2. Run each of the examples:

   magic run add_one
   magic run vector_addition
   magic run mandelbrot
         
   
         
   
       

3. Browse through the commented source code to see how they work.

Getting started with MAX Graph custom operations on GPU / CPU

AI models in MAX are built as computational graphs using the MAX Graph API. MAX contains within it a powerful graph compiler that can take these graphs and optimize them for best performance on a wide range of hardware.

Each node in a MAX Graph is defined by an operation that performs a calculation on zero or more inputs and produces one or more outputs. These inputs and outputs tend to be in the form of tensors, and the operations are usually data-parallel calculations that are accelerated on CPUs or GPUs. In MAX, these operations are written using Mojo, a Python-family language built for high-performance computation.

Anyone can write their own custom operations in Mojo and place them in a graph to run accelerated compute on CPUs or GPUs. The examples in this recipe show very basic custom operations and how to run them on CPUs or GPUs within a graph. More advanced use cases are available in other recipes.

For a guided tour on how to create a custom operation, see our introductory step-by-step tutorial.

The following examples of custom operations are shown here:

• add_one: Adding 1 to every element of an input tensor.
• vector_addition: Performing vector addition using a manual GPU function.
• mandelbrot: Calculating the Mandelbrot set.

For each example, a simple graph containing a single operation is constructed in Python. This graph is compiled and dispatched onto a supported GPU if one is available, or the CPU if not. Input tensors, if there are any, are moved from the host to the device on which the graph is running. The graph then runs and the results are copied back to the host for display.

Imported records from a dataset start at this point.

PR #455, opened 2022-11-16
Make styling of news tags more consistent

YuriSizov:
I've always found the styling that we have for tags/categories to be inconsistent with the rest of our design. So here's an attempt to make it a bit more fitting:

**Article list**
[Before](https://user-images.githubusercontent.com/11782833/202274830-dc151ed4-24de-41a0-96d9-af489dfcc78b.png) | [After](https://user-images.githubusercontent.com/11782833/202274846-1e962201-c798-403f-93e8-52d75548da5a.png)

**Individual article**
[Before](https://user-images.githubusercontent.com/11782833/202274861-5919924a-2738-48c1-be91-c12dfd34e848.png) | [After](https://user-images.githubusercontent.com/11782833/202274875-ae7de2d2-0a72-4a76-8c86-7d2171073948.png)

This makes use of the Monserrat font that we use for titles and such. Initially I wanted to go with the default font and all-caps tags, but this is a good alternative if we don't like using all-caps for usability reasons. This also removes a lot of accent on inactive items on the article list page. Accent is also slightly reduced on the individual article page, so it's not being too distracting. Extra box shadow, using pre-existing styling, makes the buttons pop a bit more, which I find beneficial (e.g. it breaks up the article page better).

### DIFF
--- a/themes/godotengine/assets/css/main.css
+++ b/themes/godotengine/assets/css/main.css
@@ -776,10 +776,20 @@ p.small {
 
 .tag {
   display: inline-block;
-  border-radius: 1000px;
   background-color: var(--card-background-color);
+  border-radius: 1000px;
+  box-shadow: var(--base-shadow);
+  filter: saturate(0.35);
+  font-family: "Montserrat", sans-serif;
+  font-size: 16px;
   padding: 0.25rem 0.75rem;
   margin: 0.1rem;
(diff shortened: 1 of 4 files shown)


Calinou (approved):

coppolaemilio:
Thank you! :)

PR #460, opened 2022-11-21
Update `security.txt` expiration date

Calinou:
The date is set to be less than a year into the future as recommended per the specification.


akien-mga (approved):
Looks good.

How can we make sure that we're notified of the need to update it again in a year?

Calinou:
> How can we make sure that we're notified of the need to update it again in a year?

I'm not sure if there's a GitHub action for this or similar. Of course, I can a reminder in my calendar :slightly_smiling_face:

coppolaemilio:
Thanks!

Issue #2330, opened 2019-04-18
Underline and Strikethrough Bleed Into Current Line on Backspace


nixpulvis:
When I run `printf "\e[4;9mTEST      asd\n"` once to get our next prompt stuck with terminal attributes of underline and strikethough, then type at least 2 characters, finally using the arrow keys (or <kbd>ctrl-a</kbd>) and delete any but the last character of the text you entered, and notice that the styles bleed onto the right of the terminal.

A gif's worth a million words (even if it's of horrid quality):
![QlrVhaj](https://user-images.githubusercontent.com/715947/56397609-99284f80-6212-11e9-8f39-f02079336406.gif)

```
Linux masva 5.0.7-arch1-1-ARCH #1 SMP PREEMPT Mon Apr 8 10:37:08 UTC 2019 x86_64 GNU/Linux
```

Ratione:
I also have this problem. I am also experiencing a (related?) rendering problem, where the Underline of the font is sometimes a few pixels and  cuts through the chars. 

Running Arch with the Awesome-Fonts. This issue was not present yesterday, and I don't believe I changed any config files.

PR #2952, opened 2019-11-04
Fix underline/strikeout bleed into current line on backspace

kchibisov:
Fixes: #2330


kchibisov:
I wonder whether we should perform similar things in other functions like `erase_chars`/`insert_blank`, etc?

chrisduerr:
> I wonder whether we should perform similar things in other functions like erase_chars/insert_blank, etc?

I think the flags and foreground should probably be removed almost everywhere where we use the template cell outside of the `input` function.

However, that has a big risk for regressions, so for every place where we change this (including this PR), we should have a testcase with escapes that tests both that removing flags/fg behaves exactly the same way it does in other terminals and that the background color is actually required (instead of just using `Cell::default()`.

With this case we already have an escape that proves that without this change things are buggy, but we should still confirm that we actually do need the background cell and that the foreground color needs to be reset.

kchibisov:
Just for the idea behind this PR. This function is doing pretty much the same as clear_line with right/left mode. It seems like it was forgotten to change it, when underline/strikeout were introduced. However adding more tests is probably a good idea. (we're clearing things in the end).

As for the other cases I'll take a look on how could I repro, what `xterm`/`vte` do here and just follow them.

chrisduerr:
> It seems like it was forgotten to change it, when underline/strikeout were introduced.

Just as an explanation, I've fixed all function that removed the `flags` before making use of the template cell, so that's why I haven't changed this one.

kchibisov:
> Are you willing to verify the correctness of the other areas where we haven't adjusted the usage of the template cell yet?

Yeah, I was a bit busy during the last week (and probably will for a few more days) in terms of writing code (I can always reply, but not sure about writing something). However I'm not sure, whether I should prioritize it above clipboard PR (I should write a crate for X11 clipboard and rework PR iirc).

chrisduerr:
I think this is more important than the clipboard PR, which likely isn't going to have an effect on most usecases.

However if you can't get to it, I can take a look too within the next week, so feel free to do whatever you're more excited about.

kchibisov:
@chrisduerr Are you fine with this ref test? Just to make clear on what we're expecting from them. I've used this escape `printf "\e[31;1;7;4;9mTEST asd\n"` in user configless bash.

CHANGELOG.md
```diff
@@ -80,6 +80,7 @@ and this project adheres to [Semantic Versioning](https://semver.org/spec/v2.0.0
 - Terminal going transparent during visual bell
 - Selection not being cleared when sending chars through a binding
 - Mouse protocols/encodings not being mutually exclusive within themselves
+- Underline/Strikeout bleeds into current line on backspace
```
kchibisov: Should I also update it to reflect all template fixes?

alacritty_terminal/tests/ref.rs
```diff
@@ -54,6 +54,12 @@ ref_tests! {
     zerowidth
     selective_erasure
     colored_reset
+    delete_chars_reset
+    alt_reset
+    deccolm_reset
+    decaln_reset
```
kchibisov: On `decaln` I've followed `vte` behavior, since `xterm` one was a bit strange here. Other then that I've been testing `vte` and `xterm`, sometimes `urxvt`.

CHANGELOG.md
chrisduerr: I feel like we should phrase it more generally probably.

alacritty_terminal/src/term/mod.rs
```diff
@@ -1112,7 +1112,7 @@ impl<T> Term<T> {
 
     pub fn swap_alt(&mut self) {
         if self.alt {
-            let template = Cell { bg: self.cursor.template.bg, ..Cell::default() };
+            let template = self.cursor.template;
             self.grid.region_mut(..).each(|c| c.reset(&template));
```
chrisduerr: You inlined it every else, might as well do the same here, right? Or does this exceed the 100 column limit?

alacritty_terminal/src/term/mod.rs
```diff
@@ -1160,7 +1160,7 @@ impl<T> Term<T> {
         self.set_scrolling_region(1, self.grid.num_lines().0);
 
         // Clear grid
-        let template = Cell { bg: self.cursor.template.bg, ..Cell::default() };
+        let template = self.cursor.template;
```
chrisduerr: You inlined it every else, might as well do the same here, right? Or does this exceed the 100 column limit?

alacritty_terminal/src/term/mod.rs
```diff
@@ -1315,10 +1315,9 @@ impl<T: EventListener> ansi::Handler for Term<T> {
     }
 
     #[inline]
-    fn dectest(&mut self) {
-        trace!("Dectesting");
-        let mut template = self.cursor.template;
-        template.c = 'E';
+    fn decaln(&mut self) {
+        trace!("Decalnning");
+        let template = Cell { c: 'E', ..self.cursor.template };
```
chrisduerr: Trying out both XTerm and Termite, none of them seem to set the background color based on the template cell. We might just want to use `..Cell::default()` here?

CHANGELOG.md
```diff
@@ -80,6 +80,7 @@ and this project adheres to [Semantic Versioning](https://semver.org/spec/v2.0.0
 - Terminal going transparent during visual bell
 - Selection not being cleared when sending chars through a binding
 - Mouse protocols/encodings not being mutually exclusive within themselves
+- Cells reset with template cursor
```
chrisduerr: Template cursor is an internal implementation detail. We should document the behavior from a user perspective.

Maybe something more like this:

```suggestion
- Cell reset not clearing underline, strikeout and foreground color
```

alacritty_terminal/tests/ref.rs
chrisduerr: Could you go into more detail what difference you encountered and why VTE makes more sense?

I ran `decaln` myself using `echo -e "\e#8"` and wasn't able to see any difference.

alacritty_terminal/src/term/mod.rs
kchibisov: Borrow checker.

alacritty_terminal/src/term/mod.rs
kchibisov: Borrow checker.

alacritty_terminal/tests/ref.rs
kchibisov: Try the following in xterm. It should remove underline/strikeout effect.
```
printf "\e[31;1;4;9mTEST asd\n"
echo -e "\033#8"
```

alacritty_terminal/src/term/mod.rs
kchibisov: Oh, I've forgotten to check background thing in some escapes. Let me recheck all the thing.

kchibisov: Seems like `decaln` was the only one affected.

kchibisov:
In the last test I've fixed 3 our previous teste. With `row_reset` I can say that our reflow now working fine for me after I cat this test in full screen mode and then go back to windowed mode, however I'm not sure about vim tests in which we've just changed the color of whitescape chars from Rgb to Foreground, visually I don't see any difference, but who knows.

chrisduerr:
Have you actually checked why the tests were failing specifically, or did you just re-record them under the assumption they were incorrect?

We should be extremely careful about re-recording ref tests.

kchibisov:
They were failing because of a bunch of cells with WHITESPACE char with Rgb color before changed to WHITESPACE char and named foreground color, so since we're resetting fg color now it made sense.

alacritty_terminal/src/term/mod.rs
```diff
@@ -1308,10 +1308,9 @@ impl<T: EventListener> ansi::Handler for Term<T> {
...
     #[inline]
-    fn dectest(&mut self) {
-        trace!("Dectesting");
-        let mut template = self.cursor.template;
-        template.c = 'E';
+    fn decaln(&mut self) {
+        trace!("Decalnning");
+        let template = Cell { c: 'E', ..Cell::default() };
 
         self.grid.region_mut(..).each(|c| c.reset(&template));
```
chrisduerr: Extremely minor complaint, but the placing of the newline here is a bit confusing to me. `template` and the reset code belong together, not the `trace` and `template` statement. So I think in general the newline should be placed above `let template` not below it.

Not really a big deal, but if you plan on changing anything else, this would be a nice minor improvement I think.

The operations/ directory contains the custom kernel implementations, and the graph construction occurs in the Python files in the base directory. These examples are designed to stand on their own, so that they can be used as templates for experimentation.

The execution has two phases: first an operations.mojopkg is compiled from the custom Mojo kernel, and then the graph is constructed and run in Python. The inference session is pointed to the operations.mojopkg in order to load the custom operations.

Let's examine each example in detail:

Adding one to each element in a tensor

In this example, we present a pretty simple "hello world" use case where we add the number 1 to each element in parallel of a tensor. The operation itself is defined in Mojo within operations/add_one.mojo:

@compiler.register("add_one")
struct AddOne:
    @staticmethod
    fn execute[
        target: StringLiteral,
    ](
        out: OutputTensor,
        x: InputTensor[type = out.type, rank = out.rank],
        ctx: DeviceContextPtr,
    ):
        @parameter
        @always_inline
        fn elementwise_add_one[
            width: Int
        ](idx: IndexList[x.rank]) -> SIMD[x.type, width]:
            return x.load[width](idx) + 1

        foreach[elementwise_add_one, target=target](out, ctx)
      

      

    

Much of the code that you see is used to describe the computational node to the graph compiler: what are the inputs, outputs, and parameters. The actual calculation is in the latter half of the above. A closure named elementwise_add_one() is defined that loads a SIMD vector of values from the input tensor, adds one to each position in the vector, and then returns the result.

This closure is then run against every position in the output tensor using an algorithmic abstraction defined in MAX called foreach(). At compile time, this elementwise calculation is specialized for the hardware it is being run on, with separate execution paths for CPUs and GPUs, as well as device-specific optimizations. This means that this same code will run with optimal performance on CPU or GPU with no changes required.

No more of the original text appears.